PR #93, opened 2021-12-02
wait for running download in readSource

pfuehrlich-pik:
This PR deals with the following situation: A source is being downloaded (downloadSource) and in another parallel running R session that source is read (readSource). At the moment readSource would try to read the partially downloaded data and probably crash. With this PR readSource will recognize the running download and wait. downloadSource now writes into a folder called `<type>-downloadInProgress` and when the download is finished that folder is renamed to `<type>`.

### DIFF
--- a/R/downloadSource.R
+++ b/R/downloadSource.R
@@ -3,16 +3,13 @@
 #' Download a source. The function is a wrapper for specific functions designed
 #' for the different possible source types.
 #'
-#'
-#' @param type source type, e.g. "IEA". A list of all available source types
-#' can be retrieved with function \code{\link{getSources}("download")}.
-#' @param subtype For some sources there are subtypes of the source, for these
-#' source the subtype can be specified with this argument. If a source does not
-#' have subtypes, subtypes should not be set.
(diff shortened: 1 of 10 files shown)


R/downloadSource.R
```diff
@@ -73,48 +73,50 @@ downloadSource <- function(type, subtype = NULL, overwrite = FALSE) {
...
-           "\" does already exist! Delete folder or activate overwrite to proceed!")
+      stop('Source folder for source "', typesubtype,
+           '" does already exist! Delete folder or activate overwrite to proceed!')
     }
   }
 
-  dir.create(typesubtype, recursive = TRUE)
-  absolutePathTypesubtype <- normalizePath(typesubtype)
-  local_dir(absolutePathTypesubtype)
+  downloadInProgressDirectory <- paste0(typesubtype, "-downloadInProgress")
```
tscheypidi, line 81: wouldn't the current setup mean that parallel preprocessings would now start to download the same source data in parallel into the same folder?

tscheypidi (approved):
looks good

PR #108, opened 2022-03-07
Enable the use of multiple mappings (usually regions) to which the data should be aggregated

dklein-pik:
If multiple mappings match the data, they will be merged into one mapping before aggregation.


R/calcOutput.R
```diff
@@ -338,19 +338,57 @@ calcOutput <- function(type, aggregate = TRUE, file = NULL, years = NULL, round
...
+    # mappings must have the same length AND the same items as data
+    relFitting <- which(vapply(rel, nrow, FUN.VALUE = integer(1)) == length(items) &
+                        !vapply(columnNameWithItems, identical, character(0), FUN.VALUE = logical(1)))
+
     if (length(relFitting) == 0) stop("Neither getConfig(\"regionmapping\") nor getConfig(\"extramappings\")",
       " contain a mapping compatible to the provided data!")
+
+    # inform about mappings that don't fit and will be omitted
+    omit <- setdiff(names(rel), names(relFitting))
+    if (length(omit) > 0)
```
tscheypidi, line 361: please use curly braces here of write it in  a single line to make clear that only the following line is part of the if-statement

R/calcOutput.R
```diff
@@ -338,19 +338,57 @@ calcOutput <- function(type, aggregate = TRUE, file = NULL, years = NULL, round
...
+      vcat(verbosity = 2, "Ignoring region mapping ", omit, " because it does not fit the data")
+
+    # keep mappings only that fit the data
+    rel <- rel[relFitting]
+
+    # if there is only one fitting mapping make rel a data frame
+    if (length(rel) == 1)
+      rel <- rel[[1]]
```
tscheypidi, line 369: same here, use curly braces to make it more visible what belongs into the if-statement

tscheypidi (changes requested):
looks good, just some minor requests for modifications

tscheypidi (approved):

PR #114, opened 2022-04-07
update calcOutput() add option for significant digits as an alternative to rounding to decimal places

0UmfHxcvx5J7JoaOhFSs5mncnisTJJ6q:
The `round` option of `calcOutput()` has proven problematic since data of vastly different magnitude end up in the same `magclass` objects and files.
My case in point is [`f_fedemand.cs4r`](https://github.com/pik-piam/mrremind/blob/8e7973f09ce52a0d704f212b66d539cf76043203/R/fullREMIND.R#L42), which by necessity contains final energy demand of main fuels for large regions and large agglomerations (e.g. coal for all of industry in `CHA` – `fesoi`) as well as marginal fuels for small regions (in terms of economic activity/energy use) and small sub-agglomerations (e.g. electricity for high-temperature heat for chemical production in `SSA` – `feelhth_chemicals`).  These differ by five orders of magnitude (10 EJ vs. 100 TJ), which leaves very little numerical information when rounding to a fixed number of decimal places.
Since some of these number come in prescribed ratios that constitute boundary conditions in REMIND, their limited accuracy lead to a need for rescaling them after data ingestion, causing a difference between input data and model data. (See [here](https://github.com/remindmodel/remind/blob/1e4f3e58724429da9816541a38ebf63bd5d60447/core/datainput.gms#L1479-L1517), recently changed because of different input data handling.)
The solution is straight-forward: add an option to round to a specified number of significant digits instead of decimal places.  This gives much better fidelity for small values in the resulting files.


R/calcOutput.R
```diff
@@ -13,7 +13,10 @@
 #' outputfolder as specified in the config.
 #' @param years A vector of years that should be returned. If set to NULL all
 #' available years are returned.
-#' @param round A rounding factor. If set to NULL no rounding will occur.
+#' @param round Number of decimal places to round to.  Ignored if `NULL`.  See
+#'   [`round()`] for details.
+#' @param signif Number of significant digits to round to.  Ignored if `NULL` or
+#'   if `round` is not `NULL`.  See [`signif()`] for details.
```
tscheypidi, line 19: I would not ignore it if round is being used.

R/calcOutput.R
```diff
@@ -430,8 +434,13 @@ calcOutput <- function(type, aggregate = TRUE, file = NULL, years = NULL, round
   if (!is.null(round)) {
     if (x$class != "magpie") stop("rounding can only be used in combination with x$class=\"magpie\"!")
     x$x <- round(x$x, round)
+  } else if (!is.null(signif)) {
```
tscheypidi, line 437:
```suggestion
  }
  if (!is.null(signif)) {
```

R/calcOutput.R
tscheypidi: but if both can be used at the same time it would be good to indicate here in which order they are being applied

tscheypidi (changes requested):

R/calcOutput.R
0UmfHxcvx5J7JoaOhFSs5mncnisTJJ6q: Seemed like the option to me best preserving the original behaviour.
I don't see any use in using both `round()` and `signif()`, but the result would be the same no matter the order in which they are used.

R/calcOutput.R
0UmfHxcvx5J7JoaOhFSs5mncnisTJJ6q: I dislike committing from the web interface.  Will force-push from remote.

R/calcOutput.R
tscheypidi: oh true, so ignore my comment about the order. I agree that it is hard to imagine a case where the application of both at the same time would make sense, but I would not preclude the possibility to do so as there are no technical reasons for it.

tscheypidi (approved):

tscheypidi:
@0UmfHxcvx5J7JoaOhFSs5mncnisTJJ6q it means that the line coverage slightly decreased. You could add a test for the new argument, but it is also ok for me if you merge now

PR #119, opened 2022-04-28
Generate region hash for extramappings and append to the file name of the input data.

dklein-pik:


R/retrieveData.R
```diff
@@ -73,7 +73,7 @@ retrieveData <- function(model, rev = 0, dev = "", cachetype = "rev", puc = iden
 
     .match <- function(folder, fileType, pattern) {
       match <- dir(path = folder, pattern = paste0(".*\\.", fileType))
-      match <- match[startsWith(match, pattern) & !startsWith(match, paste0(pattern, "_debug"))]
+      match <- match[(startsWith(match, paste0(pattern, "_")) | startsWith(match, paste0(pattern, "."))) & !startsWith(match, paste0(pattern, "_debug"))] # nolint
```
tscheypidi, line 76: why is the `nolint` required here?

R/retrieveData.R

* * *

§ ACTIVITY
Your answer must be the full listing, copied exactly.

§ EXERCISE ANSWER
PR #93, opened 2021-12-02
wait for running download in readSource

pfuehrlich-pik:
This PR deals with the following situation: A source is being downloaded (downloadSource) and in another parallel running R session that source is read (readSource). At the moment readSource would try to read the partially downloaded data and probably crash. With this PR readSource will recognize the running download and wait. downloadSource now writes into a folder called `<type>-downloadInProgress` and when the download is finished that folder is renamed to `<type>`.

### DIFF
--- a/R/downloadSource.R
+++ b/R/downloadSource.R
@@ -3,16 +3,13 @@
 #' Download a source. The function is a wrapper for specific functions designed
 #' for the different possible source types.
 #'
-#'
-#' @param type source type, e.g. "IEA". A list of all available source types
-#' can be retrieved with function \code{\link{getSources}("download")}.
-#' @param subtype For some sources there are subtypes of the source, for these
-#' source the subtype can be specified with this argument. If a source does not
-#' have subtypes, subtypes should not be set.
(diff shortened: 1 of 10 files shown)


R/downloadSource.R
```diff
@@ -73,48 +73,50 @@ downloadSource <- function(type, subtype = NULL, overwrite = FALSE) {
...
-           "\" does already exist! Delete folder or activate overwrite to proceed!")
+      stop('Source folder for source "', typesubtype,
+           '" does already exist! Delete folder or activate overwrite to proceed!')
     }
   }
 
-  dir.create(typesubtype, recursive = TRUE)
-  absolutePathTypesubtype <- normalizePath(typesubtype)
-  local_dir(absolutePathTypesubtype)
+  downloadInProgressDirectory <- paste0(typesubtype, "-downloadInProgress")
```
tscheypidi, line 81: wouldn't the current setup mean that parallel preprocessings would now start to download the same source data in parallel into the same folder?

tscheypidi (approved):
looks good

PR #108, opened 2022-03-07
Enable the use of multiple mappings (usually regions) to which the data should be aggregated

dklein-pik:
If multiple mappings match the data, they will be merged into one mapping before aggregation.


R/calcOutput.R
```diff
@@ -338,19 +338,57 @@ calcOutput <- function(type, aggregate = TRUE, file = NULL, years = NULL, round
...
+    # mappings must have the same length AND the same items as data
+    relFitting <- which(vapply(rel, nrow, FUN.VALUE = integer(1)) == length(items) &
+                        !vapply(columnNameWithItems, identical, character(0), FUN.VALUE = logical(1)))
+
     if (length(relFitting) == 0) stop("Neither getConfig(\"regionmapping\") nor getConfig(\"extramappings\")",
       " contain a mapping compatible to the provided data!")
+
+    # inform about mappings that don't fit and will be omitted
+    omit <- setdiff(names(rel), names(relFitting))
+    if (length(omit) > 0)
```
tscheypidi, line 361: please use curly braces here of write it in  a single line to make clear that only the following line is part of the if-statement

R/calcOutput.R
```diff
@@ -338,19 +338,57 @@ calcOutput <- function(type, aggregate = TRUE, file = NULL, years = NULL, round
...
+      vcat(verbosity = 2, "Ignoring region mapping ", omit, " because it does not fit the data")
+
+    # keep mappings only that fit the data
+    rel <- rel[relFitting]
+
+    # if there is only one fitting mapping make rel a data frame
+    if (length(rel) == 1)
+      rel <- rel[[1]]
```
tscheypidi, line 369: same here, use curly braces to make it more visible what belongs into the if-statement

tscheypidi (changes requested):
looks good, just some minor requests for modifications

tscheypidi (approved):

PR #114, opened 2022-04-07
update calcOutput() add option for significant digits as an alternative to rounding to decimal places

0UmfHxcvx5J7JoaOhFSs5mncnisTJJ6q:
The `round` option of `calcOutput()` has proven problematic since data of vastly different magnitude end up in the same `magclass` objects and files.
My case in point is [`f_fedemand.cs4r`](https://github.com/pik-piam/mrremind/blob/8e7973f09ce52a0d704f212b66d539cf76043203/R/fullREMIND.R#L42), which by necessity contains final energy demand of main fuels for large regions and large agglomerations (e.g. coal for all of industry in `CHA` – `fesoi`) as well as marginal fuels for small regions (in terms of economic activity/energy use) and small sub-agglomerations (e.g. electricity for high-temperature heat for chemical production in `SSA` – `feelhth_chemicals`).  These differ by five orders of magnitude (10 EJ vs. 100 TJ), which leaves very little numerical information when rounding to a fixed number of decimal places.
Since some of these number come in prescribed ratios that constitute boundary conditions in REMIND, their limited accuracy lead to a need for rescaling them after data ingestion, causing a difference between input data and model data. (See [here](https://github.com/remindmodel/remind/blob/1e4f3e58724429da9816541a38ebf63bd5d60447/core/datainput.gms#L1479-L1517), recently changed because of different input data handling.)
The solution is straight-forward: add an option to round to a specified number of significant digits instead of decimal places.  This gives much better fidelity for small values in the resulting files.


R/calcOutput.R
```diff
@@ -13,7 +13,10 @@
 #' outputfolder as specified in the config.
 #' @param years A vector of years that should be returned. If set to NULL all
 #' available years are returned.
-#' @param round A rounding factor. If set to NULL no rounding will occur.
+#' @param round Number of decimal places to round to.  Ignored if `NULL`.  See
+#'   [`round()`] for details.
+#' @param signif Number of significant digits to round to.  Ignored if `NULL` or
+#'   if `round` is not `NULL`.  See [`signif()`] for details.
```
tscheypidi, line 19: I would not ignore it if round is being used.

R/calcOutput.R
```diff
@@ -430,8 +434,13 @@ calcOutput <- function(type, aggregate = TRUE, file = NULL, years = NULL, round
   if (!is.null(round)) {
     if (x$class != "magpie") stop("rounding can only be used in combination with x$class=\"magpie\"!")
     x$x <- round(x$x, round)
+  } else if (!is.null(signif)) {
```
tscheypidi, line 437:
```suggestion
  }
  if (!is.null(signif)) {
```

R/calcOutput.R
tscheypidi: but if both can be used at the same time it would be good to indicate here in which order they are being applied

tscheypidi (changes requested):

R/calcOutput.R
0UmfHxcvx5J7JoaOhFSs5mncnisTJJ6q: Seemed like the option to me best preserving the original behaviour.
I don't see any use in using both `round()` and `signif()`, but the result would be the same no matter the order in which they are used.

R/calcOutput.R
0UmfHxcvx5J7JoaOhFSs5mncnisTJJ6q: I dislike committing from the web interface.  Will force-push from remote.

R/calcOutput.R
tscheypidi: oh true, so ignore my comment about the order. I agree that it is hard to imagine a case where the application of both at the same time would make sense, but I would not preclude the possibility to do so as there are no technical reasons for it.

tscheypidi (approved):

tscheypidi:
@0UmfHxcvx5J7JoaOhFSs5mncnisTJJ6q it means that the line coverage slightly decreased. You could add a test for the new argument, but it is also ok for me if you merge now

PR #119, opened 2022-04-28
Generate region hash for extramappings and append to the file name of the input data.

dklein-pik:


R/retrieveData.R
```diff
@@ -73,7 +73,7 @@ retrieveData <- function(model, rev = 0, dev = "", cachetype = "rev", puc = iden
 
     .match <- function(folder, fileType, pattern) {
       match <- dir(path = folder, pattern = paste0(".*\\.", fileType))
-      match <- match[startsWith(match, pattern) & !startsWith(match, paste0(pattern, "_debug"))]
+      match <- match[(startsWith(match, paste0(pattern, "_")) | startsWith(match, paste0(pattern, "."))) & !startsWith(match, paste0(pattern, "_debug"))] # nolint
```
tscheypidi, line 76: why is the `nolint` required here?

R/retrieveData.R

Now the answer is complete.